══ Data block ══

PR #3364, opened 2025-08-01
Add "airflow" and "profile" to moduletype test

iriseden:
This commit add "airflow" and "profile" to moduletype tests to allow using those objects.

═══

Problem statement
Each line in the data that holds the word "moduletype" must be copied.

Exercise output
Add "airflow" and "profile" to moduletype test
This commit add "airflow" and "profile" to moduletype tests to allow using those objects.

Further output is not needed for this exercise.